Word had come straight from the top. In a "Dear Chrysler Employees" e-mail time stamped 4/30/2009 12:49 p.m., outgoing CEO Bob Nardelli shared news of the global partnership with Fiat, the "structured bankruptcy" filing, and the fact that most manufacturing operations will be temporarily idled.

"There is no question that this process involves deep sacrifices from many Chrysler stakeholders, including the UAW," Nardelli wrote in the internal memo.

The temporary furlough came only one day after United Auto Workers members had voted to give up bonuses, some break time and accept 55% ownership of Chrysler in lieu of billions in cash to support their health benefits, all to help the company avoid bankruptcy.

"It does make me angry," said Keith, who earns $27.65 per hour at the metal stamping plant in Warren, Mich.
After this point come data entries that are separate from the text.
PR #1181, opened 2023-11-18
feat: add AUR publishing capabilities

mautamu:
# Description

Adds the capability to publish crate updates to the AUR. Although I am reasonably confident in this build, I'm not certain it's finished. Additionally, we will need to add the secrets to GitHub to finalize this change.

## Type of change

# Checklist:

  Note: To fully reproduce CI checks, you will need to run `make test-full-nix`. Usually, this is not necessary. [N/A]

### DIFF
--- a/leftwm/release/PKGBUILD
+++ b/leftwm/release/PKGBUILD
@@ -1,0 +1,61 @@
+# Maintainer: Lex Childs <lexchilds@gmail.com>
+# Contributor: éclairevoyant
+
+pkgbase=leftwm
+pkgname=(leftwm leftwm-nonsystemd)
+pkgver=0.5.1
+pkgrel=2
+pkgdesc="A tiling window manager for the adventurer"
+arch=('i686' 'x86_64')
+url="https://github.com/leftwm/leftwm"
+license=('MIT')
+depends=(gcc-libs)
+makedepends=('cargo' 'git')
+optdepends=('bash: themes'
+            'dmenu: default launcher'
+            'eww: flexible status bar'
+            'feh: used to set background images'
+            'lemonbar: light weight bar'
+            'polybar: light weight bar')
+source=("${pkgbase}-${pkgver}.tar.gz::${url}/archive/refs/tags/${pkgver}.tar.gz")
+sha256sums=('3c8ab0fdbfe205b33ad7ae108d3a604bdd22663458bf803e0a3a4a924aad963a')
+install='readme.install'
+
+prepare() {
+	cd $pkgbase-$pkgver
+	cargo fetch --target "$CARCH-unknown-linux-gnu"
+}
+
+build() {
+	cd $pkgbase-$pkgver
+
+	export CARGO_TARGET_DIR=target_non_systemd
+	cargo build --frozen --release --no-default-features --features=lefthk,sys-log
+
+	export CARGO_TARGET_DIR=target_systemd
+	cargo build --frozen --release
+}
+
+_package() {
+	install -Dm755 leftwm{,-worker,-state,-check,-command} lefthk-worker -t "$pkgdir"/usr/bin/
+
+	cd ../../
+	install -Dm644 leftwm/doc/leftwm.1 -t "$pkgdir"/usr/share/man/man1/
+	install -d "$pkgdir"/usr/share/leftwm
+	cp -R themes "$pkgdir"/usr/share/leftwm
+	install -Dm644 leftwm.desktop -t "$pkgdir"/usr/share/xsessions/
+	install -Dm644 LICENSE.md "$pkgdir"/usr/share/licenses/leftwm/LICENSE
+}
+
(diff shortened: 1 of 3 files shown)


leftwm/release/PKGBUILD
```diff
@@ -0,0 +1,61 @@
+# Maintainer: Lex Childs <lexchilds@gmail.com>
+# Contributor: éclairevoyant
+
+pkgbase=leftwm
+pkgname=(leftwm leftwm-nonsystemd)
+pkgver=0.5.1
+pkgrel=2
```
VuiMuich, line 7:
```suggestion
pkgrel=1
```
We want to initialise the pakage bump with value `1` as increments only should happen on changes of the packaging script itself while the version stays unchanged.

VuiMuich:
Plus we need @leftbot added as comaintainer on all of the AUR packages. Afaik only @lex148 has permision to add new maintainers.

Eskaan (commented):
Is there a way to move the systemd/non-systemd part to the build function? I don’t really like to see it build twice every time.

leftwm/release/PKGBUILD
mautamu: Good callout! I think that this is corrected in the process of building/updating sha as well but not 100% certain of that fact.

hertg:
@mautamu If you want to see a reference workflow for automatic AUR releases, I implemented that in another project of mine. It looks like you are coming to a very similar solution.

https://github.com/hertg/lightdm-neon/blob/main/.github/workflows/aur-release.yml

https://github.com/hertg/lightdm-neon/blob/99724786c5ad1e73cac762dc1ce4016e9c263bca/.github/workflows/release.yml#L29-L38

https://github.com/hertg/lightdm-neon/blob/main/.ci/generate-pkgbuild.sh

mautamu:
@hertg Would like your thoughts on this as part of #1258 as well. This may be something that we'd reject depending on the strategy there.

Eskaan:
*Referencing my review above*
> Is there a way to move the systemd/non-systemd part to the build function? I don’t really like to see it build twice every time.

I don't really know all about the PKGBUILDs build functions, but could you create a non-systemd build function instead so it doesn't build twice?

hertg:
> @hertg Would like your thoughts on this as part of #1258 as well. This may be something that we'd reject depending on the strategy there.

Not sure how you mean? Generally, I think it would be a good idea to publish things via CI, because then the exact publishing process is "documented" since it was scripted out, and the publishing itself is quite transparent, since it happens via a workflow that can be audited by users. When it comes to signing, I'm not sure how we should handle that.  I'm not really experienced myself when it comes to that, and we should probably check out how other projects handle it.  (I am also a bit out of the loop when it comes to building leftwm, with all the syslog and systemd feature flags...)

Should some of the core devs sign releases manually? How could we do that, and still keep the release process as simple and transparent as possible? Should *leftbot* be able to sign stuff? If so, how do we protect that private key, and how would we know if it was compromised? I don't have the answers to those questions and it would be great if we could collect some resources / case studies on how other (large) foss projects do this... Maybe it would be possible to trust the keys of a few core devs, let them update and sign the leftbot key every few months or so, and then leftbot can sign releases by itself? I have to look more into PGP signing to figure out if that even makes sense.

---

There's also another discussion to be had, which CI we want to use. You mentioned that you'd like to use codeberg more, and I feel the same way. I already sponsor them [via liberapay](https://liberapay.com/codeberg/), but I'm also thinking about [joining their association](https://join.codeberg.org/). They also [offer CI capabilities](https://docs.codeberg.org/ci/), which I think we'd need to apply for first. But all this (codeberg / github) seems like another meta discussion, that we probably should move to a separate thread.

hertg:
**Minor update**
 I've dug a bit into Codeberg's CI. In addition to the hosted Woodpecker CI mentioned above, it is also possible to host one's own Woodpecker CI, or to use [Forgejo Actions](https://forgejo.org/docs/latest/user/actions). Codeberg [does not yet provide built-in runners for Forgejo Actions](https://docs.codeberg.org/ci/actions/), but it is fairly easy to set up, and connect runners to Codeberg. I tried it out in private and it seems to work alright. I migrated a small personal Rust project and the Github Action workflows only needed minor adjustments (for example, the actions linked in `uses:` must use an absolute domain, this way you can even use actions hosted on Github):

```yaml
- uses: https://github.com/actions-rs/toolchain@v1
  with:
    toolchain: stable
```

When the action is referenced only by relative name, it will use `https://code.forgejo.org/` by default. They offer a few "built-in" actions already: https://code.forgejo.org/actions

It looks like they try to be as compatible with Github Actions as possible, which I find great. I'll try this out a bit more in the coming weeks, as I intend to move some personal projects from Github over to Codeberg. 

---

Btw. I have some free computing capacity on a server cluster, and I'd be happy to provide some Forgejo runners for LeftWM.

He blames hedge funds that rejected the government's request to take a loss on their investments in Chrysler debt. "They forced us into bankruptcy."

Bankruptcy law will allow Chrysler to squeeze out expenses. Among those who may bear much of the pain are the automaker's suppliers.
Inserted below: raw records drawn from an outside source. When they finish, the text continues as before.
PR #1197, opened 2023-12-14
Fix freeze when process tries to aquire stderr

### LINKED ISSUE #1196: Lefthk freezes when keybind program tries to aquire terminal buffer
### Describe the bug

I investigated an issue I had with leftwm freezing (expressed [here](https://github.com/leftwm/leftwm/issues/1168#issuecomment-1793529189)), where leftwm froze when I tried to execute `npc n` using rofi opened by a keybind.

I think I narrowed it down to programs that try to aquire the terninal's second display (or whatever it’s called). `npc n` autocompletes to `ncmpcpp` in rofi, and I was able to reproduce the issue by setting a keybind to `ncmpcpp` as well as `htop`.

I am unsure if this is a lefthk or leftwm issue at the moment, so I am posting it here. If it’s a lefthk problem, we should still try to handle it somewhat gracefully and try to at least keep program key inputs (e.g. for saving you currently edited file before killing leftwm).

leftwm dosen’t freeze to a point where it has to be terminated with SIGKILL.

1. create a keybind for htop (or any other program that uses the second display)
  `(command: Execute, value: "htop", modifier: ["modkey", "alt"], key: "f")`
2. reload to apply keybind
3. press keybind
4. End up with frozen keyboard inputs for both lefthk and programs (mouse works fine, can spawn windows from tty2.
5. leftwm needs to be killed from a tty (killing lefthk does not work).

```text
No output from leftwm regarding the problem, no terminating output due to being killed by SIGKILL
```

### OS / Distro

Arch Linux on 6.6.4-zen kernel

_No response_

### LeftWM Check

```text
:: LeftWM version: 0.5.1
:: LeftWM git hash: 0.5.1-4-eaa13b37
    -> journald-log OK
    -> lefthk OK
    -> Binaries OK
    -> Configuration loaded OK
:: Checking keybinds . . .
    -> All keybinds OK
:: Checking environment . . .
    -> Environment OK
:: Checking theme . . .
    -> Theme OK
```

Eskaan:
# Description

When a scratchpad tries to aquire stderr (experienced with programs that use a "second display" like htop, man or ncmpcpp)
I don't know the exact cause, but above is assumed as disabling stderr fixes it.

I first experienced it with lefthk (will be fixed with leftwm/lefthk#38), but it also was the case for scratchpads (tested) and is assumed to be for some other cases like the autostart desktop files (code changed for those, didn't explicitly test them).

Fixes #1196 

## Type of change

# Checklist:


Eskaan:
@mautamu there you go

mautamu:
Thanks @Eskaan!

For this, assuming we want to release https://github.com/leftwm/lefthk/pull/38 first, version bump lefthk-core/lefthk to 0.2.1, and then release this one after updating leftwm/Cargo.lock (which should automatically encompass 0.2.1 since currently we use "0.2" in leftwm/Cargo.toml): https://github.com/leftwm/leftwm/blob/5293219827bf0d2a982bf548b5fdbb0c4cc7d235/leftwm/Cargo.toml#L21 

Will plan to do this later this weekend if there aren't any objections.

PR #1198, opened 2023-12-18
Move clippy allowance to xlib-display-server, deprecate `make test-full`

Eskaan:
# Description

Moved the allowance of sign-casting stuff to only xlib-display-server, where we actually to such things (when operating with the c library).
Also deprecate `make test-full` and move the pedantic checks to `make test`.

## Type of change

# Checklist:


Makefile
```diff
@@ -25,24 +25,17 @@ all: build test
...
-		-A clippy::must_use_candidate\
-		-A clippy::cast_precision_loss\
-		-A clippy::cast_possible_truncation\
-		-A clippy::cast_possible_wrap\
-		-A clippy::cast_sign_loss\
-		-A clippy::mut_mut
+	@printf '\n\033[38;5;9mNote: \"make test-full\" is deprecated. You can use \"make test\" instead with the same functionality\n'
 
-test-full-nix: test-full test-nix
+test-full-nix: test test-nix
```
mautamu, line 38: Do we want to rename this to `test-nix` as opposed to `test-full-nix`?

mautamu (commented):
This looks good overall, thank you Eskaan!

Makefile
Eskaan: I already thought about that, but I didn’t rename it because it would mean another breaking change. I guess no one is using that in an automated script anyways so I can deprecate it too.

Eskaan: After looking at the code, I noticed that the nix test itself is already named `test-nix`. So do you want `test-nix` to also run `test` or just deprecate `test-full-nix` with the note to run both as a replacement?

mautamu: Ah yeah; I can see the use case where we would want to keep both `test-nix` and `test-nix-full` separate. I think we can leave it unless there are concerns.

PR #807, opened 2022-07-30
General Refactoring

AethanFoot:
# Description

Just some general refatoring, moving things where they should be and hiding method that are only used locally and try and order the functions in a more searchable way (alphabetically? or any other ideas?).
Many Thanks (finally luafied my neovim so can concentrate on this)

## Type of change

- [ ] Bug fix (non-breaking change which fixes an issue)
- [ ] New feature (non-breaking change which adds functionality)
- [ ] Breaking change (fix or feature that would cause existing functionality to not work as expected)
- [ ] This change requires a documentation update

## Updated user documentation:

Please insert user documentation that should be updated (as in the wiki).

See [CONTRIBUTING.md User Documentation section](../CONTRIBUTING.md#user-documentation) for further details.

**Note: Manual page changes must be performed in a commit, not in this PR section.**

# Checklist:

- [ ] Ran `make test-full` locally with no errors or warnings reported
- [ ] Manual page has been updated accordingly
- [ ] Wiki pages have been updated accordingly (to perform **after** merge)

PR #1200, opened 2023-12-19
Rework "fixed dialog windows ignoring application-defined sizes (#1166)"

Eskaan:
# Description

I wasn't able to do a full review of #1166 before it was merged, but I had taken a look at the code and already noticed that the solution seemed complicated. However I kept it as a unread notification until when I had time (now).

Basically, the `set_relative_floating` function already respects all size requests, it just wasn't called.

This also corrects the mistake made before that (not respecting size hints from resizable dialog windows). However I wasn't able to trace that further than #807 (e2517de95)

## Type of change

# Checklist:


mautamu (approved):
Thank you for catching this, Eskaan!

PR #1211, opened 2024-01-08
using move_to_top when windows take focus

### LINKED ISSUE #1206: floating vs floating should indeed restack when moving focus.
floating vs floating should indeed restack when moving focus.

When changing focus (say with modifier+k or modifier+j) between floating windows, they do not restack, which seems counter-intuitive to me

_cf post by @VuiMuich in https://github.com/leftwm/leftwm/issues/1094#issuecomment-1596535187_

barkyq:
# Description

using move_to_top when windows take focus

Fixes #1206

## Type of change

- [X] Breaking change (fix or feature that would cause existing functionality to not work as expected)

# Checklist:

- [ ] Ran `make test` locally with no errors or warnings reported


Eskaan (changes requested):
Moving a window on top here is only temporary as it's still in a different place in the focus managers window stack and will be sorted up front as soon as `sort_windows` is called again (for example when a new window is opened).

barkyq:
changed to draft PR, need to figure out bugs with focus changing when switching tags etc.

PR #1796, opened 2017-10-12
issue #26730 - Add utility for viewing and killing processes/locks

ChristopherCotnoir:


ChristopherCotnoir:
Requires xtuple/xtuple#3181.

ChristopherCotnoir:
This tool is meant to kill processes that aren't properly terminated. It's a last-resort tool, like all Task Killers. We should allow the Admin to kill whatever they need to and assume they know what they are doing.

Don't merge yet, though. Awaiting review from Gil and Perry.

xtpclark:
👍 Looks good to me.

PR #1801, opened 2017-10-17
issue #31191 Prevent adding an item as a component to itself on a work order

ChristopherCotnoir:


guiclient/woMaterialItem.cpp
```diff
@@ -255,6 +255,32 @@ void woMaterialItem::sSave()
...
+        QMessageBox::warning(this, tr("Cannot Create W/O Material Requirement"),
+                             tr("Cannot add an Item as a Material to itself."));
+        _item->setId(-1);
+        _item->setFocus();
+        return;
+      }
+
+      woSave.bindValue(":wo_id", woSave.value("id").toInt());
+      woSave.exec();
+    }
```
gilmoskowitz: Use a recursive query instead of repeatedly `exec()`ing.

xtuple-ci-user:
Build finished.

PR #1816, opened 2017-11-02
issue #31315 Use full widget path for preferences

ChristopherCotnoir:


widgets/parameterwidget.cpp
```diff
@@ -133,14 +133,15 @@ ParameterWidget::~ParameterWidget()
...
-    result = parent()->objectName();
-    if (result.isEmpty())
-      result = parent()->metaObject()->className();
+    if (!child->objectName().isEmpty())
+      result.prepend(child->objectName() + "/");
+    child = child->parentWidget();
   }
 
-  result += "/" + objectName();
+  result += objectName();
```
gilmoskowitz: What about this?
```C++
QString result;
for (QWidget *w = this; w; w = w->parentWidget())
  result.prepend((w->objectName().isEmpty() ? w->metaObject()->className()
                                            : w->objectName())             + "/");
return result;
// or
QStringList result;
for (QWidget *w = this; w; w = w->parentWidget())
  result << w->objectName().isEmpty() ? w->metaObject()->className() : w->objectName();
return result.join("/");
```
The handling of all objects in the chain would be uniform and none get skipped.

PR #1823, opened 2017-11-09
issue #31446 Expose QMimeType and QMimeDatabase to scripting

ChristopherCotnoir:


gilmoskowitz:
We need to test this to make sure the script engine properly distinguishes between the various overloads.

Across Mound Road from the Warren plant is DPR Manufacturing and Services, a small steel fabricator. Anticipating trouble, co-owner Emmet DeGuevera laid off three of his 11 workers at the end of last year and dramatically reduced the company's dependence on the automakers. Now that industry only accounts for 20% of DPR's business.

"A lot of the suppliers are going to have a tough time struggling," said DeGuevera. "If the suppliers can't ship anything, they can't send an invoice."

Chrysler's network of more than 3,000 dealerships is now likely to reduced, something that state franchise laws prevent outside of bankruptcy court.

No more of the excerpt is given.